### Supplied data:
▼

PR #710, opened 2019-09-19
feat(payment): INT-1901 Use modal to handle 3DS

vmparra:
## What?
3DS 2.0 should show in a modal and you should not be able to do anything else. As well the loading icon keeps showing see screenshot.

## Why?
AdyenV2 Feedback

## Testing / Proof
image

NewAdyen3DSModal

## Sibling PR
[UCO](https://github.com/bigcommerce/checkout-js/pull/120)

### DIFF
--- a/src/payment/strategies/adyenv2/adyenv2-initialize-options.ts
+++ b/src/payment/strategies/adyenv2/adyenv2-initialize-options.ts
@@ -1,6 +1,6 @@
 import Omit from '../../../common/types/omit';
 
-import { CreditCardComponentOptions, ThreeDS2ComponentOptions } from './adyenv2';
+import { AdyenCreditCardComponentOptions, AdyenThreeDS2Options } from './adyenv2';
 
 /**
  * A set of options that are required to initialize the AdyenV2 payment method.
@@ -21,12 +21,12 @@ export default interface AdyenV2PaymentInitializeOptions {
     threeDS2ContainerId: string;
 
     /**
-     * Optional. Overwriting the default options
+     * ThreeDS2Options
      */
-    options?: Omit<CreditCardComponentOptions, 'onChange'>;
+    threeDS2Options: AdyenThreeDS2Options;
 
     /**
-     * Optional. Contains all three ds 2 options
+     * Optional. Overwriting the default options
      */
-    threeDS2Options?: ThreeDS2ComponentOptions;
+    options?: Omit<AdyenCreditCardComponentOptions, 'onChange'>;
 }
--- a/src/payment/strategies/adyenv2/adyenv2-payment-strategy.ts
+++ b/src/payment/strategies/adyenv2/adyenv2-payment-strategy.ts
@@ -5,7 +5,8 @@ import { CheckoutStore, InternalCheckoutSelectors } from '../../../checkout';
 import {
     InvalidArgumentError,
     MissingDataError,
-    MissingDataErrorType, NotInitializedErrorType,
+    MissingDataErrorType,
+    NotInitializedErrorType,
     RequestError
 } from '../../../common/error/errors';
 import NotInitializedError from '../../../common/error/errors/not-initialized-error';
@@ -124,8 +125,13 @@ export default class AdyenV2PaymentStrategy implements PaymentStrategy {
                 if (error.body.three_ds_result.result_code === ResultCode.IdentifyShopper) {
                     return this._handle3DS2Fingerprint(error.body.three_ds_result, payment.methodId)
                         .then((payment: Payment) =>
-                            this._store.dispatch(this._paymentActionCreator.submitPayment(payment))
-                        )
+                            this._store.dispatch(this._paymentActionCreator.submitPayment({
+                                ...payment,
+                                paymentData: {
+                                    ...payment.paymentData,
+                                    shouldSaveInstrument,
+                                },
+                            })))
                         .catch(error => {
                             if (!(error instanceof RequestError) || !some(error.body.errors, { code: 'three_d_secure_required' })) {
                                 return Promise.reject(error);
@@ -134,7 +140,13 @@ export default class AdyenV2PaymentStrategy implements PaymentStrategy {
                             if (error.body.three_ds_result.result_code === ResultCode.ChallengeShopper) {
                                 return this._handle3DS2Challenge(error.body.three_ds_result, payment.methodId)
                                     .then((payment: Payment) =>
-                                        this._store.dispatch(this._paymentActionCreator.submitPayment(payment))
+                                        this._store.dispatch(this._paymentActionCreator.submitPayment({
+                                            ...payment,
+                                            paymentData: {
+                                                ...payment.paymentData,
+                                                shouldSaveInstrument,
+                                            },
+                                        }))
                                     );
                             }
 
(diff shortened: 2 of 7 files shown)


erikbc:
💚 Tested

src/payment/strategies/adyenv2/adyenv2-payment-strategy.ts
```diff
@@ -226,23 +226,36 @@ export default class AdyenV2PaymentStrategy implements PaymentStrategy {
...
 
             const threeDS2Container = this._getAdyenV2PaymentInitializeOptions().threeDS2ContainerId;
 
             threeDS2Component.mount(`#${threeDS2Container}`);
+            on3DSLoading();
         });
     }
 
     private _handle3DS2Fingerprint(resultObject: ThreeDS2Result, paymentMethodId: string): Promise<Payment> {
+
```
clopezh: This line is not needed since the return is the first line of the method

src/payment/strategies/adyenv2/adyenv2-script-loader.ts
```diff
@@ -21,16 +21,16 @@ export default class AdyenV2ScriptLoader {
             this._loadStylesheet(`https://checkoutshopper-${configuration.environment}.adyen.com/checkoutshopper/sdk/3.0.0/adyen.css`),
             this._scriptLoader.loadScript(`https://checkoutshopper-${configuration.environment}.adyen.com/checkoutshopper/sdk/3.0.0/adyen.js`),
         ])
-        .then(() => {
-            if (!this._window.AdyenCheckout) {
+            .then(() => {
```
clopezh: Keep the correct indentation for this promise: 
```
return Promise.all([
            this._loadStylesheet(`https://checkoutshopper-${configuration.environment}.adyen.com/checkoutshopper/sdk/3.0.0/adyen.css`),
            this._scriptLoader.loadScript(`https://checkoutshopper-${configuration.environment}.adyen.com/checkoutshopper/sdk/3.0.0/adyen.js`),
        ])
        .then(() => {...
```

src/payment/strategies/adyenv2/adyenv2-initialize-options.ts
```diff
@@ -26,7 +26,11 @@ export default interface AdyenV2PaymentInitializeOptions {
     options?: Omit<CreditCardComponentOptions, 'onChange'>;
 
     /**
-     * Optional. Contains all three ds 2 options
+     * Specify Three3DSChallenge Widget Size
      */
-    threeDS2Options?: ThreeDS2ComponentOptions;
```
davidchin: I don't think you can make this change anymore as this would be a breaking change. That is why you should never ever merge WIP PRs into master. Also, ideally, the name of the interface should be prefixed with `Adyen` because in the end all these interfaces are exported under a single TS interface file (https://github.com/bigcommerce/checkout-sdk-js/blob/master/dist/checkout-sdk.d.ts). This might cause a name collision in the future. So I suggest you mark `ThreeDS2ComponentOptions` as deprecated and create another one called `AdyenV2ThreeDS2ComponentOptions` and declare `threeDS2Options` field as `AdyenV2ThreeDS2ComponentOptions | ThreeDS2ComponentOptions`. This comment also applies to `CreditCardComponentOptions `

src/payment/strategies/adyenv2/adyenv2-initialize-options.ts
```diff
@@ -26,7 +26,11 @@ export default interface AdyenV2PaymentInitializeOptions {
...
+    threeDS2ChallengeWidgetSize?: string;
+
+    on3DSLoading?(): void;
```
davidchin: These options could fold under the `threeDS2Options`.

src/payment/strategies/adyenv2/adyenv2-payment-strategy.ts
```diff
@@ -210,6 +222,12 @@ export default class AdyenV2PaymentStrategy implements PaymentStrategy {
                 throw new NotInitializedError(NotInitializedErrorType.PaymentNotInitialized);
             }
 
+            const { on3DSComplete, on3DSLoading } = this._getAdyenV2PaymentInitializeOptions();
+
+            if (!on3DSComplete || !on3DSLoading) {
+                throw new InvalidArgumentError('"options.adyenv2" argument was not provided during initialization.');
```
davidchin: The error message is not accurate. You're throwing an error because the callbacks are not provided. Also, all these really required callbacks? These are marked as optional. So if they are optional, you should just do a null check before using them or provide a fallback function (i.e.: `noop`) before calling them.

src/payment/strategies/adyenv2/adyenv2-initialize-options.ts
vmparra: Hi David, thank you for your concern. I believe the experiment hasn't been rolled out yet and dependencies such BigPay have not yet been merged either.

davidchin: Not 100% sure what you meant by "Adyen's feedback" because the API of the SDK and the API of Adyen JS client are two separate things. We design how the public interface should look like for the SDK. And the consumer of the SDK would provide values according to that interface. Similarly, Adyen designs how their public interface should look like for their client library. And the SDK, as the consumer of the client library, would provide values according to their interface. Sometimes the interfaces might be the same, sometimes they might not, which means the values need to be mapped.

You could essentially do the same thing in a backward compatible way, i.e.:

```ts
threeDS2Options: {
    widgetSize?: string;
    onLoading?(cancel: () => void): void;
    onComplete?(): void;
}
```

Regarding the use of experiments, imagine this: version 1.2.3 contains your WIP change which you think it wouldn't matter because the WIP change wouldn't be executed unless you turn on the experiment. Then one day everything is ready and you turn on the experiment. That would effectively turn on the WIP change, because although our checkout is always on the latest version of SDK, other third party checkouts might still be using version 1.2.3. That is why you should never merge a WIP PR and you should never change the interface of a method after it is merged to master.

src/payment/strategies/adyenv2/adyenv2-payment-strategy.ts
```diff
@@ -226,14 +240,21 @@ export default class AdyenV2PaymentStrategy implements PaymentStrategy {
...
+                        onComplete();
+
+                        reject(error);
+                    },
                     size: this._getThreeDS2ChallengeWidgetSize(),
                 });
 
             const threeDS2Container = this._getAdyenV2PaymentInitializeOptions().threeDS2ContainerId;
 
+            onLoading(reject);
```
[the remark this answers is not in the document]
davidchin: I'm not sure what your intention is. But it seems this callback intends to pass a function, which can cancel the 3DS flow if it's called. I don't think it's doing that at the moment as you're simply passing the `reject` function of the returning promise. That does not cancel or unmount the 3DS component. I believe you also need to call `unmount` on it.

src/payment/strategies/adyenv2/adyenv2-payment-strategy.ts
```diff
@@ -226,14 +240,21 @@ export default class AdyenV2PaymentStrategy implements PaymentStrategy {
                             },
                         };
 
+                        onComplete();
+
                         resolve(paymentPayload);
                     },
-                    onError: (error: AdyenError) => reject(error),
+                    onError: (error: AdyenError) => {
+                        onComplete();
```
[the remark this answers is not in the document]
vmparra: I think you're right, we'll remove this callback since modal is hidden when submit button gets clicked.

src/payment/strategies/adyenv2/adyenv2-payment-strategy.ts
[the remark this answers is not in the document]
vmparra: > I'm not sure what your intention is. But it seems this callback intends to pass a function, which can cancel the 3DS flow if it's called. I don't think it's doing that at the moment as you're simply passing the `reject` function of the returning promise. That does not cancel or unmount the 3DS component. I believe you also need to call `unmount` on it.

Hi David, I believe **cancel** works (and unmounts by modal, we've verified this happens directly on DOM) in both cases, on first fingerprint check and also on challenge check. 

### Fingerprint
Cancel On Fingerprint

### Challenge
Cancel On Challenge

▲

### Task instructions:
Your response should be the lines above from the first to the one containing "## Sibling PR", inclusive, each given exactly.

### Task answer:
PR #710, opened 2019-09-19
feat(payment): INT-1901 Use modal to handle 3DS

vmparra:
## What?
3DS 2.0 should show in a modal and you should not be able to do anything else. As well the loading icon keeps showing see screenshot.

## Why?
AdyenV2 Feedback

## Testing / Proof
image

NewAdyen3DSModal

## Sibling PR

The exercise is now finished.